Do you have anyone that you can trust unconditionally?
What does it mean to really trust someone?
firm belief in the reliability, truth, ability, or strength of someone or something."relations have to be built on trust" Synonyms:confidence, belief, faith, certainty, assurance, conviction, credence; reliance
"good relationships are built on trust"
Today I want you to read this story( you might have heard this before)
This is the story about a frog and a Scorpion...
Once there was a scorpion that wanted to cross the river. He walked along the banks of the river and tried to find a way to cross the river. He couldn't find any place where he could cross. He then saw a frog sitting on a rock next to the river.
"Mr. Frog, would you be able to help me cross the river. I can climb onto your back and then you can take me across. "
" Why would I even do such a thing? " the frog said, "Once you are on my back then you will sting me and I will die."
"You have to help me because I can't swim and I need to get to my family."
"If I decide to help you, what will keep you from trying to kill me once we get to the other side?"
"I will be so grateful... why would I reward you by killing you, and coincidentally if I kill you then I will also die because I will drown."
The frog thought about this and then told the scorpion to climb onto his back and slowly they crossed the river. About halfway through, the frog felt a strong sting in his back and felt a numbing feeling in his legs. The scorpion had stung him.
"You fool, why did you do this? Now we will both die!"
The scorpion shrugged and said: "It is in my nature, I could not help myself "
Then they both sank into the river and drowned.

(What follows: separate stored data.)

PR #23, opened 2018-06-18
EVA-1208 EVA-1235 Fix submitted variant model summary function

cyenyxe:
The EVA groups variants based on the reference assembly they are mapped against. A species and its subspecies are considered under a single group, so the taxonomy needs to be removed from the summary function. dbSNP SubSNPs do take into account both.

### DIFF
--- a/eva-accession-core/src/test/java/uk/ac/ebi/eva/accession/core/SubmittedVariantModelSummaryFunctionTest.java
+++ b/eva-accession-core/src/test/java/uk/ac/ebi/eva/accession/core/SubmittedVariantModelSummaryFunctionTest.java
@@ -1,0 +1,152 @@
+/*
+ *
+ * Copyright 2018 EMBL - European Bioinformatics Institute
+ *
+ * Licensed under the Apache License, Version 2.0 (the "License");
+ * you may not use this file except in compliance with the License.
+ * You may obtain a copy of the License at
+ *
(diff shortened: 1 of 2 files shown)


eva-accession-core/src/test/java/uk/ac/ebi/eva/accession/core/SubmittedVariantModelSummaryFunctionTest.java
```diff
@@ -0,0 +1,152 @@
...
+
+    private SubmittedVariantModelSummaryFunction summaryFunction;
+
+    @Before
+    public void setUp() {
+        summaryFunction = new SubmittedVariantModelSummaryFunction();
+    }
+
+    @Test
+    public void summaryFunctionMustBeIdempotent() {
```
jmmut: I don't think idempotent is the right word here. idempotence means `f(x) == f(f(x))`

cyenyxe: https://en.wikipedia.org/wiki/Idempotence#Computer_science_meaning

jmmut: alright then. not my favorite thing to do, though, taking concise words and use them with a different meaning. Damn computer scientist! they ruined computer science!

What a sad little story this is!
The scorpion made a promise but did not keep that promise. There are many scorpions in the form of humans roaming the earth. Husbands and wives often make promises when they get married, and somewhere along the way they get lost and forget the promise that they made.....
My friend is currently going through a bad divorce. Although I am also divorced, I am not an advocate for divorce. I have given a lot of advice to both men and women battling in relationships, as I did a course in marriage counseling. My honest advice is to try and get past the lies and the distrust and to complete the full course in marriage counseling. Divorce is not always an option and often we can learn to trust again.
With my friend, I had different advice. I have seen her husband treat her badly and drag her down to a level that no woman should EVER be on. He disrespected her in front of others and he has cheated on her numerous times. In this case, I was the one who caught him out by accident, but that is a different story.
It was no shock to my friend, and it gave her a way out. Fortunately, they did not have any children and she will be able to walk away and start her life again. Three years of a life wasted. It was an expensive mistake, and she will probably have a very hard time trusting people from now on.
How can someone that you love and trust betray you in such a way?
We all make mistakes. Often. Nobody is perfect. But if you can't trust your partner who can you trust? Many of us are just like the frog. We trust too easily and we believe that we can trust others. It is only when someone betrays us that we actually realize that that person could in fact not be trusted in the first place.
Most of us have been betrayed at some point in our lives. It made us stronger people or perhaps more suspicious. I am wary of people. I have been hurt one too many times so I do not trust easily.
Do we just learn from our mistakes or what makes us trust someone unconditionally? Is it even possible to trust someone unconditionally?